Fringe World Perth, 2016

Under the Blue Room Theatre’s crepuscular, cosying lighting, Fringe regular and multi-award winner Stuart Bowden returns to Perth to weave another offbeat tale with his low-fi one-man theatre of the posthuman absurd. In 2014, he was an alfoil-made robot trying to make do in a landscape of human ruin (She Was Probably Not a Robot). In 2015, he came to us in a lime-green sleeping bag as the last – or so he thought – beautiful bug of his civilization, mourning a father recently passed (Before Us).

This year, Bowden is dead. Yeah, he died. On an alien planet. It was a terrible tragedy. The guy in the full-body leotard and green snow-cap on stage? He’s just an actor playing him. Reading stumblingly from a script, him-as-character carves character-as-him back into imaginary existence within a little space called by its architect ‘This Moment’.

So far, so a hipster’s wet dream.

The audience is also ‘dead’. Designated by Bowden as the remainder of the colony on the interstellar outpost, we perished when the land grew parched and the supplies ran out. Audience involvement is the indivisible element and engine of the show, with random-picked individuals filling in for two-part scenes, altering the ‘script’, and reflecting upon their own mortality from ‘The Hut of Eternity’. This enfolded act of creation with the crowd is hardly whimsical though, or the tactic of an opportunistic performer. Rather, it structures the crux of the show’s message: that art revivifies; that people are never gone so long as they are sustained in the memories and tales of those who experienced them.

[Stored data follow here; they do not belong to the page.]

PR #852, opened 2018-01-13
Add missing get tx swig tests

l4l:
Seems that swig test for GetTransaction was missed, here's the simple fix

### DIFF
--- a/test/module/shared_model/bindings/query-test.py
+++ b/test/module/shared_model/bindings/query-test.py
@@ -77,5 +77,9 @@ class BuilderTest(unittest.TestCase):
     query = self.builder.getRolePermissions("user").build()
     self.assertTrue(self.check_proto_query(self.proto(query)))
 
+  def test_get_transactions(self):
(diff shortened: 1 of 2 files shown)


test/module/shared_model/bindings/query-test.py
```diff
@@ -77,5 +77,9 @@ def test_get_role_permissions(self):
     query = self.builder.getRolePermissions("user").build()
     self.assertTrue(self.check_proto_query(self.proto(query)))
 
+  def test_get_transactions(self):
+    query = self.builder.getTransactions([iroha.Hash("1" * 256), iroha.Hash("2" * 256)]).build()
```
motxx: I don't know much about this code, but `"1" * 256` is 256 bytes? sha3_256 is 256 bit, so maybe `"1" * 32`?

l4l: Yeah, you're write. Anywhere it just builder test and it doesn't really care about the hash size

muratovv:
Pls, fix DCO.

PR #859, opened 2018-01-14
Feature/yac order impl

grimadas:
### Description of the Change

YAC relies on uniform peer order distribution for leaders selection, provided by getOrdering function.     
In this pr we implement pseudorandom ordering function which returns peer order uniformly distributed depending on the hash of the block.  

### Benefits

It is harder for adversary  to attack rotating leader committee. 

### Possible Drawbacks 

Current implementation relies on default random generation engine based on http://en.cppreference.com/w/cpp/numeric/random/linear_congruential_engine. 

A toy test for a fairness of distribution is in this pr.  A simple statistic for distribution test can be considered in future, like https://en.wikipedia.org/wiki/Kolmogorov–Smirnov_test 

It is interesting to implement for the future alternative order function with exponential distribution depending on various statistics, like availability time, probability of maliciousness etc.

### DIFF
--- a/irohad/consensus/yac/impl/peer_orderer_impl.cpp
+++ b/irohad/consensus/yac/impl/peer_orderer_impl.cpp
@@ -16,6 +16,7 @@
  */
 
 #include "consensus/yac/impl/peer_orderer_impl.hpp"
+#include <random>
 
 namespace iroha {
   namespace consensus {
@@ -33,8 +34,12 @@ namespace iroha {
 
       nonstd::optional<ClusterOrdering> PeerOrdererImpl::getOrdering(
           YacHash hash) {
-        // TODO 01/08/17 Muratov: implement effective ordering based on hash value IR-504
-        return getInitialOrdering();
+        return query_->getLedgerPeers() | [&hash](auto peers){
+          std::seed_seq seed(hash.block_hash.begin(),hash.block_hash.end());
+          std::default_random_engine gen(seed);
+          std::shuffle(peers.begin(), peers.end(), gen);
+          return nonstd::make_optional<ClusterOrdering>(peers);
+        };
       }
     }  // namespace yac
   }    // namespace consensus
--- a/irohad/consensus/yac/impl/peer_orderer_impl.cpp
+++ b/irohad/consensus/yac/impl/peer_orderer_impl.cpp
@@ -27,18 +27,18 @@ namespace iroha {
           : query_(std::move(peer_query)) {}
 
       nonstd::optional<ClusterOrdering> PeerOrdererImpl::getInitialOrdering() {
-        return query_->getLedgerPeers() | [](const auto &peers) {
-          return ClusterOrdering::create(peers);
-        };
+        return query_->getLedgerPeers() |
+            [](const auto &peers) { return ClusterOrdering::create(peers); };
       }
 
       nonstd::optional<ClusterOrdering> PeerOrdererImpl::getOrdering(
-          const YacHash& hash) {
-        return query_->getLedgerPeers() | [&hash](auto peers){
-          std::seed_seq seed(hash.block_hash.begin(),hash.block_hash.end());
+          const YacHash &hash) {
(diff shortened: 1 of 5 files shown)


test/module/irohad/consensus/yac/peer_orderer_test.cpp
```diff
@@ -82,3 +83,36 @@ TEST_F(YacPeerOrdererTest, PeerOrdererOrderingWhenInvokeFaillCase) {
...
+                                      [](std::string res, const auto &peer) {
+                                        return res + " " + peer.address;
+                                      });
+    histogram[res]++;
+  }
+  ASSERT_EQ(comb, histogram.size());
+
+  // Output historgram, should output uniform distribution
+  std::cout << "The histogram output: " << std::endl;
+  std::for_each(histogram.begin(),
```
l4l: Maybe it's better: to check whether `accumulate(..)/times` in some suburb of 1? Otherwise this test is pretty pointless

test/module/irohad/consensus/yac/peer_orderer_test.cpp
```diff
@@ -82,3 +83,36 @@ TEST_F(YacPeerOrdererTest, PeerOrdererOrderingWhenInvokeFaillCase) {
...
+                histogram.end(),
+                [](const std::pair<std::string, int> &element) {
+                  std::cout << element.first << " :: " << element.second
+                            << std::endl;
+                });
+}
```
l4l: newline

test/module/irohad/consensus/yac/peer_orderer_test.cpp
```diff
@@ -82,3 +83,36 @@ TEST_F(YacPeerOrdererTest, PeerOrdererOrderingWhenInvokeFaillCase) {
...
+TEST_F(YacPeerOrdererTest, FairnessTest) {
+  // Calculate number of permutations of peers
+  size_t comb = std::tgamma(N_PEERS+1);
+  // Run experiments 30 times for each combination
+  size_t times = comb * 30;
+  std::unordered_map<std::string, int> histogram;
+  EXPECT_CALL(*wsv, getLedgerPeers())
+      .Times(times)
+      .WillRepeatedly(Return(peers));
+  for (size_t t = 1; t <= times; ++t) {
```
l4l: `boost::counting_range(1, times)`?
Would be nice to use transform here

test/module/irohad/consensus/yac/peer_orderer_test.cpp
```diff
@@ -16,12 +16,11 @@
  */
 
 #include <iostream>
-#include <memory>
+#include <cmath>
```
l4l: Is that the clang-format's order?

irohad/consensus/yac/impl/peer_orderer_impl.cpp
```diff
@@ -33,8 +34,12 @@ namespace iroha {
 
       nonstd::optional<ClusterOrdering> PeerOrdererImpl::getOrdering(
           YacHash hash) {
```
l4l: By ref maybe?

test/module/irohad/consensus/yac/peer_orderer_test.cpp
```diff
@@ -82,3 +83,36 @@ TEST_F(YacPeerOrdererTest, PeerOrdererOrderingWhenInvokeFaillCase) {
   auto order = orderer.getOrdering(YacHash());
   ASSERT_EQ(order, nonstd::nullopt);
 }
+
+TEST_F(YacPeerOrdererTest, FairnessTest) {
```
muratovv: Need to add `given, when, then` notation for the test.

test/module/irohad/consensus/yac/peer_orderer_test.cpp
muratovv: But in this case will be potential fails of the test because of "bad" random.

PR #867, opened 2018-01-16
Add tests for not covered branches in command executor

nickaleks:
### Description of the Change

This pull request adds several tests to cover missed branches in command_executor.cpp.
### Benefits

Increased code coverage for command executor

### Possible Drawbacks 
Tests are very implementation dependent because use ametsuchi mocks.

### DIFF
--- a/test/module/irohad/model/command_validate_execute_test.cpp
+++ b/test/module/irohad/model/command_validate_execute_test.cpp
@@ -1213,6 +1213,9 @@ TEST_F(TransferAssetTest, InvalidWhenWrongPrecisionDuringExecute) {
 }
 
 TEST_F(TransferAssetTest, InvalidWhenAmountOverflow) {
+  Amount max_amount(std::numeric_limits<boost::multiprecision::uint256_t>::max(), 2);
+  src_wallet.balance = max_amount;
+
   EXPECT_CALL(*wsv_query, getAsset(transfer_asset->asset_id)).WillOnce(Return(asset));
   EXPECT_CALL(
       *wsv_query,
@@ -1223,9 +1226,8 @@ TEST_F(TransferAssetTest, InvalidWhenAmountOverflow) {
       getAccountAsset(transfer_asset->dest_account_id, transfer_asset->asset_id))
       .WillOnce(Return(dst_wallet));
 
-  // More than account
-  Amount max_amount(std::numeric_limits<boost::multiprecision::uint256_t>::max(), 2);
-  transfer_asset->amount = max_amount;
+  // More than account balance
+  transfer_asset->amount = (max_amount - Amount(100, 2)).value();
 
   auto executor = factory->getCommandExecutor(command);
   ASSERT_FALSE(executor->execute(
--- a/test/module/irohad/model/command_validate_execute_test.cpp
+++ b/test/module/irohad/model/command_validate_execute_test.cpp
@@ -79,6 +79,16 @@ class CommandValidateExecuteTest : public ::testing::Test {
                 *command, *wsv_query, *wsv_command, creator.account_id);
   }
 
+
+  // skip validation and execute command
+  bool execute() {
+    auto executor = factory->getCommandExecutor(command);
+    return executor->execute(
+        *command, *wsv_query, *wsv_command, creator.account_id);
+  }
+
+
+  Amount max_amount(std::numeric_limits<boost::multiprecision::uint256_t>::max(), 2);
   std::string admin_id = "admin@test", account_id = "test@test",
               asset_id = "coin#test", domain_id = "test",
               description = "test transfer";
@@ -228,7 +238,6 @@ TEST_F(AddAssetQuantityTest, InvalidWhenNoAsset) {
 
 TEST_F(AddAssetQuantityTest, InvalidWhenAssetAdditionFails) {
   // amount overflows
-  Amount max_amount(std::numeric_limits<boost::multiprecision::uint256_t>::max(), 2);
   add_asset_quantity->amount = max_amount;
 
   EXPECT_CALL(*wsv_query,
@@ -1170,9 +1179,7 @@ TEST_F(TransferAssetTest, InvalidWhenInsufficientFundsDuringExecute) {
   // More than account
   transfer_asset->amount = Amount(155, 2);
 
-  auto executor = factory->getCommandExecutor(command);
-  ASSERT_FALSE(executor->execute(
-      *command, *wsv_query, *wsv_command, creator.account_id));
+  ASSERT_FALSE(execute());
 }
 
 TEST_F(TransferAssetTest, InvalidWhenWrongPrecision) {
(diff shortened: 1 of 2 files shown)


l4l:
screenshot_20180117_005423
screenshot_20180117_005435
screenshot_20180117_005435

l4l:
Imo that's pretty hard and probably out of that pr, but we can also add tests for broken database so we can cover cases like [command_executor.cpp:94](https://codecov.io/gh/hyperledger/iroha/pull/867/src/irohad/model/execution/impl/command_executor.cpp?before=irohad/model/execution/impl/command_executor.cpp#D1-94)

Also [value_or](https://github.com/martinmoene/optional-lite#interface-of-optional-lite) function can slightly increase coverage in some cases, e.g [here](https://codecov.io/gh/hyperledger/iroha/pull/867/src/irohad/model/execution/impl/command_executor.cpp?before=irohad/model/execution/impl/command_executor.cpp#D1-282) or [here](https://codecov.io/gh/hyperledger/iroha/pull/867/src/irohad/model/execution/impl/command_executor.cpp?before=irohad/model/execution/impl/command_executor.cpp#D1-807)
Beside that multiple `optional::value()` calls can be refactored. It also can increase coverage

Plz teview also these lines: [177-182](https://codecov.io/gh/hyperledger/iroha/pull/867/src/irohad/model/execution/impl/command_executor.cpp?before=irohad/model/execution/impl/command_executor.cpp#D1-177), [436-438](https://codecov.io/gh/hyperledger/iroha/pull/867/src/irohad/model/execution/impl/command_executor.cpp?before=irohad/model/execution/impl/command_executor.cpp#D1-436), [533-560](https://codecov.io/gh/hyperledger/iroha/pull/867/src/irohad/model/execution/impl/command_executor.cpp?before=irohad/model/execution/impl/command_executor.cpp#D1-553), [596-603](https://codecov.io/gh/hyperledger/iroha/pull/867/src/irohad/model/execution/impl/command_executor.cpp?before=irohad/model/execution/impl/command_executor.cpp#D1-596), [620-622](https://codecov.io/gh/hyperledger/iroha/pull/867/src/irohad/model/execution/impl/command_executor.cpp?before=irohad/model/execution/impl/command_executor.cpp#D1-620), [695](https://codecov.io/gh/hyperledger/iroha/pull/867/src/irohad/model/execution/impl/command_executor.cpp?before=irohad/model/execution/impl/command_executor.cpp#D1-695), [754-755](https://codecov.io/gh/hyperledger/iroha/pull/867/src/irohad/model/execution/impl/command_executor.cpp?before=irohad/model/execution/impl/command_executor.cpp#D1-754), [830-831](https://codecov.io/gh/hyperledger/iroha/pull/867/src/irohad/model/execution/impl/command_executor.cpp?before=irohad/model/execution/impl/command_executor.cpp#D1-830), [882-886](https://codecov.io/gh/hyperledger/iroha/pull/867/src/irohad/model/execution/impl/command_executor.cpp?before=irohad/model/execution/impl/command_executor.cpp#D1-882)

And especially these lines: [637](https://codecov.io/gh/hyperledger/iroha/pull/867/src/irohad/model/execution/impl/command_executor.cpp?before=irohad/model/execution/impl/command_executor.cpp#D1-637), [678-681](https://codecov.io/gh/hyperledger/iroha/pull/867/src/irohad/model/execution/impl/command_executor.cpp?before=irohad/model/execution/impl/command_executor.cpp#D1-678)

motxx:
I suggest renaming `command_validate_execute_test` to another, something like `command_mock_call_test`.
As mentioned in possible drawbacks, commands are not validated by real database, which causes misunderstandings to others in the future.

l4l:
Maybe, sounds logical but I don't really like a new name. Mock is associated with fixtures and call doesn't say anything

motxx:
Right

nickaleks:
@l4l What do you mean by broken database? inconsistent data or when database is down?

About using value_or - command executor and storage will be greatly refactored in the future, to remove code duplication and increase informativeness, that is why making any changes to code is unnecessary at this point.

About 637 - strangely sonar does not show this as uncovered branch
678 - 681 - hard to test, because we have no way of checking what value was added to database

About other lines - sonar shows these branches as covered and codecov as partially. It seems to be caused by using different methods to calculate coverage.

I will look at 637 and in case something is missing, add test if necessary

test/module/irohad/model/command_validate_execute_test.cpp
```diff
@@ -77,6 +79,15 @@ class CommandValidateExecuteTest : public ::testing::Test {
                 *command, *wsv_query, *wsv_command, creator.account_id);
   }
 
+  // skip validation and execute command
```
muratovv: What does this comment mean? Looks redundant.

test/module/irohad/model/command_validate_execute_test.cpp
```diff
@@ -198,8 +209,15 @@ TEST_F(AddAssetQuantityTest, InvalidWhenWrongPrecision) {
 }
 
 TEST_F(AddAssetQuantityTest, InvalidWhenNoAccount) {
```
muratovv: Pls, cover all tests, that you add and change with `given, when, then`.

nickaleks:
@muratovv fixed test description and comment for execute function

l4l:
> What do you mean by broken database? inconsistent data or when database is down?

Inconsistency, yes. We probably have some number of bugs and probably some of them are related to db, so if the code can be protected from this kind of bug is a significant security plus.
And unavailable database is problem of deploying/installing/configuring, not ours imo.

> About using value_or - command executor and storage will be greatly refactored in the future, to remove code duplication and increase informativeness, that is why making any changes to code is unnecessary at this point.

Ok, let it be like it now

>About 637 - strangely sonar does not show this as uncovered branch
> 678 - 681 - hard to test, because we have no way of checking what value was added to database
>
> About other lines - sonar shows these branches as covered and codecov as partially. It seems to be caused by using different methods to calculate coverage.
> 
> I will look at 637 and in case something is missing, add test if necessary

Sonar has pretty awful (well, maybe it's biased) info about the coverage, it's better to look at info from codecov. Partial basically means that not-all-cases of the line covered or most probably the following two cases:
- There's can be non-covered exceptions and it's mostly fine to leave as-is
- Missed some logic-dependent branching is not really cool

Note also that, e.g 637 can be due to exception from `std::string`'s constructor (out_of_memory or smth like that)

test/module/irohad/model/command_validate_execute_test.cpp
```diff
@@ -978,6 +1240,29 @@ TEST_F(TransferAssetTest, InvalidWhenInsufficientFunds) {
   ASSERT_FALSE(validateAndExecute());
 }
 
+/**
+ * @given TransferAsset
+ * @when command tries to transfer amount which is lesson than source balance
```
lebdron: lesson->less

test/module/irohad/model/command_validate_execute_test.cpp
```diff
@@ -978,6 +1240,29 @@ TEST_F(TransferAssetTest, InvalidWhenInsufficientFunds) {
...
+  EXPECT_CALL(
+      *wsv_query,
+      getAccountAsset(transfer_asset->src_account_id, transfer_asset->asset_id))
+      .WillOnce(Return(src_wallet));
+  EXPECT_CALL(*wsv_query,
+              getAccountAsset(transfer_asset->dest_account_id,
+                              transfer_asset->asset_id))
+      .WillOnce(Return(dst_wallet));
+
+  // More than account
```
lebdron: More than account balance

PR #869, opened 2018-01-16
Feature/itf send query

lebdron:
### Description of the Change
Add sendQuery method to Integration Test Framework.

### Benefits
More features to test.

### Possible Drawbacks 
None.


irohad/model/converters/impl/pb_query_response_factory.cpp
```diff
@@ -317,6 +351,43 @@ namespace iroha {
...
+            result.reason = ErrorResponse::NOT_SUPPORTED;
+            break;
+          case protocol::ErrorResponse_Reason_NO_ASSET:
+            result.reason = ErrorResponse::NO_ASSET;
+            break;
+          case protocol::ErrorResponse_Reason_NO_ROLES:
+            result.reason = ErrorResponse::NO_ROLES;
+            break;
+          default:
+            break;
```
Warchant: why empty default?

https://github.com/hyperledger/iroha/pull/869/files#diff-54506143c6fcf71e8b5954f1e82bf10fR118
Here it is not empty

test/framework/integration_framework/integration_test_framework.cpp
```diff
@@ -107,6 +107,12 @@ namespace integration_framework {
     return *this;
   }
 
+  IntegrationTestFramework &IntegrationTestFramework::sendQuery(
+      const iroha::model::Query &qry) {
+    sendQuery(qry, [](const auto &) {});
+    return *this;
+  }
```
Warchant: Cover with test.

test/framework/integration_framework/integration_test_framework.cpp
```diff
@@ -107,6 +107,12 @@ namespace integration_framework {
...
+
   IntegrationTestFramework &IntegrationTestFramework::skipProposal() {
     checkProposal([](const iroha::model::Proposal &) {});
     return *this;
```
Warchant: Cover with test

test/framework/integration_framework/integration_test_framework.hpp
```diff
@@ -126,6 +131,36 @@ namespace integration_framework {
...
+    };
+    if (not pb_qry) {
+      log_->info("query serialization failed");
+    }
+    return *this;
+  }
+
   template <typename Lambda>
   IntegrationTestFramework &IntegrationTestFramework::checkBlock(
       Lambda validation) {
```
Warchant: this fn is also not covered

test/framework/integration_framework/integration_test_framework.cpp
lebdron: I really hope these messages are not automated. In this case a simple "Cover `sendQuery(qry)` method" message would have been enough.

test/framework/integration_framework/integration_test_framework.hpp
lebdron: Which function? If it was not added in this pull request, then it should be covered in a separate task.

irohad/model/converters/impl/pb_query_response_factory.cpp
lebdron: This legacy code was extended only for test purposes. This will be replaced with shared model soon.

test/framework/integration_framework/itf_test.cpp
```diff
@@ -0,0 +1,46 @@
...
+        .setInitialState()
+        .sendQuery(
+            query,
+            [](const auto &res) {
+              try {
+                auto err_res =
+                    dynamic_cast<const iroha::model::ErrorResponse &>(res);
+                ASSERT_EQ(iroha::model::ErrorResponse::STATELESS_INVALID,
+                          err_res.reason);
+              } catch (const std::bad_cast &e) {
```
l4l: gtest can print something meaningful about exceptions so don't sure it's a good idea to add try-catch here
Imo it's only increase the test complexity (and reduce test coverage lol)

test/framework/integration_framework/integration_test_framework.hpp
```diff
@@ -126,6 +131,36 @@ namespace integration_framework {
...
+
+  template <typename Lambda>
+  IntegrationTestFramework &IntegrationTestFramework::sendQuery(
+      const iroha::model::Query &qry, Lambda validation) {
+    using iroha::operator|;
+    log_->info("send query");
+    // serialize without calling destructor on passed reference
+    auto pb_qry = iroha::model::converters::PbQueryFactory().serialize(
+        std::shared_ptr<const iroha::model::Query>(&qry, [](auto) {}));
+    pb_qry | [&](const auto &pb_qry) {
```
l4l: Maybe just `if (pb_qry) {..}`? Bind only make it complicated
Or even
```cpp
if (not pb_qry) {
  log_->info(..);
  return *this;
}
auto query = pb_qry.value();
//work with query
```

test/framework/integration_framework/integration_test_framework.hpp
```diff
@@ -126,6 +131,36 @@ namespace integration_framework {
...
+      // send
+      iroha::protocol::QueryResponse pb_response;
+      iroha_instance_->getIrohaInstance()->getQueryService()->FindAsync(
+          pb_qry, pb_response);
+      // deserialize
+      auto response =
+          iroha::model::converters::PbQueryResponseFactory().deserialize(
+              pb_response);
+      // check validation function
+      response | [&](const auto &p) { validation(*p); };
```
l4l: Same here

irohad/model/converters/impl/pb_query_response_factory.cpp
```diff
@@ -85,6 +85,40 @@ namespace iroha {
         return response;
       }
 
+      optional_ptr<model::QueryResponse> PbQueryResponseFactory::deserialize(
+          const protocol::QueryResponse &response) const {
+        auto p = [](auto &&o) {
+          std::shared_ptr<QueryResponse> result =
+              std::make_shared<std::remove_reference_t<decltype(o)>>(
```
l4l: I think `decltype(o)` can be extracted as additional variable

irohad/model/converters/pb_query_response_factory.hpp
```diff
@@ -20,6 +20,7 @@
 
 #include <responses.pb.h>
 #include <model/account_asset.hpp>
```
l4l: Fix these two headers as well plz

test/framework/integration_framework/itf_test.cpp
```diff
@@ -0,0 +1,46 @@
...
+
+namespace integration_framework {
+
+  /**
+   * @given unsigned empty GetAccount query
+   * AND default-initialized IntegrationTestFramework
+   * @when query is sent to the framework
+   * @then query response is STATELESS_INVALID
+   */
+  TEST(ItfTest, SendQueryWithValidation) {
```
l4l: Also i'm not sure that it's a good name here. This test actually tests the tx pipeline, not itf

irohad/model/converters/impl/pb_query_response_factory.cpp
lebdron: Not necessary, since it will be replaced with shared model in near future.

irohad/model/converters/pb_query_response_factory.hpp
lebdron: Same issue, this code should be deleted soon.

irohad/model/converters/impl/pb_query_response_factory.cpp
l4l: nevertheless the old code shouldn't be dirty

test/framework/integration_framework/itf_test.cpp
```diff
@@ -0,0 +1,46 @@
...
+ * Unless required by applicable law or agreed to in writing, software
+ * distributed under the License is distributed on an "AS IS" BASIS,
+ * WITHOUT WARRANTIES OR CONDITIONS OF ANY KIND, either express or implied.
+ * See the License for the specific language governing permissions and
+ * limitations under the License.
+ */
+
+#include "framework/integration_framework/integration_test_framework.hpp"
+
+namespace integration_framework {
```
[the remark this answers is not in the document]
lebdron: https://google.github.io/styleguide/cppguide.html#Namespaces
>Do not use using-directives (e.g. `using namespace foo`).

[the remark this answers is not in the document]
l4l: It used in 99% of our tests

test/framework/integration_framework/integration_test_framework.hpp
```diff
@@ -126,6 +131,30 @@ namespace integration_framework {
...
+          // send
+          iroha::protocol::QueryResponse pb_response;
+          iroha_instance_->getIrohaInstance()->getQueryService()->FindAsync(
+              pb_qry, pb_response);
+          // deserialize
+          return iroha::model::converters::PbQueryResponseFactory().deserialize(
+              pb_response);
+          // check validation function
+        }
+        | [&](const auto &p) { validation(*p); };
```
muratovv: Validation doesn't cover when appears nullopt.

irohad/model/converters/pb_query_response_factory.hpp
```diff
@@ -18,18 +18,19 @@
...
 #include "model/queries/responses/account_response.hpp"
-#include <nonstd/optional.hpp>
+#include "model/queries/responses/asset_response.hpp"
 #include "model/queries/responses/error_response.hpp"
+#include "model/queries/responses/roles_response.hpp"
 #include "model/queries/responses/signatories_response.hpp"
 #include "model/queries/responses/transactions_response.hpp"
-#include "model/queries/responses/roles_response.hpp"
-#include "model/queries/responses/asset_response.hpp"
+#include "responses.pb.h"
```
Warchant: IMO it is better to create single header `model/responses.hpp`, which includes all these responses. And then, include it here and in other places.

test/framework/integration_framework/iroha_instance.hpp
```diff
@@ -89,9 +92,9 @@ namespace integration_framework {
 
     // config area
     const std::string block_store_dir_ = "/tmp/block_store";
-    const std::string redis_host_ = getRedisHost();
-    const size_t redis_port_ = getRedisPort();
-    const std::string pg_conn_ = getPostgreCreds();
+    const std::string redis_host_ = getRedisHostOrDefault();
+    const size_t redis_port_ = getRedisPortOrDefault();
+    const std::string pg_conn_ = getPostgreCredsOrDefault();
```
Warchant: You don't need many methods. Look how configs are implemented in `trunk/cliutils`: https://github.com/hyperledger/iroha/blob/trunk/cliutils/test/integration/pipeline/tx_pipeline_integration_test.cpp#L104

You can at least reuse this method:
https://github.com/hyperledger/iroha/blob/trunk/cliutils/libs/util/string.hpp#L73

And make better configs:
https://github.com/hyperledger/iroha/blob/trunk/cliutils/test/integration/pipeline/tx_pipeline_integration_test.cpp#L42-L46

lebdron: Separate task was created for this issue.

irohad/model/converters/pb_query_response_factory.hpp
lebdron: This is done in shared model in some sense, which will replace this code in near future.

As with his previous shows, Wilting in Reverse is earnestly crafted and wistfully spoken. It throbs with lonely-hearted dream textures, aches over love and loss, and is obsessed with the silly yet sublime fragility of the earth and its silly yet sublime inhabitants. Melancholic little songs permeate, built up progressively via feedback loops featuring ukulele, mini-keyboard and his own richly-timbered voice.

It’s all very symbolic, pretty metaphysical, and unfailingly bittersweet. Yet certain aspects of the show suggest Bowden to be guilty of overdosing on his own earnestness. Whilst the script-reading worked for a while – Bowden amusingly faltering in its recital, tripping over words, trying out variations of lines to amp up the organic, untested vibe – it generated less warm chuckles as the hour wore on, and the audience gradually understood the show wasn’t ever going to break out of its self-reflexive delivery. As a running gag, it didn’t have enough mileage – delightfulness sagged when it should have evolved.

Less surreal and exquisitely-built than his past stories, Wilting in Reverse still comes with a recommend behind it. There is in the end nothing quite like witnessing a bearded man thrusting his way determinedly through the ‘thick darkness’ of night.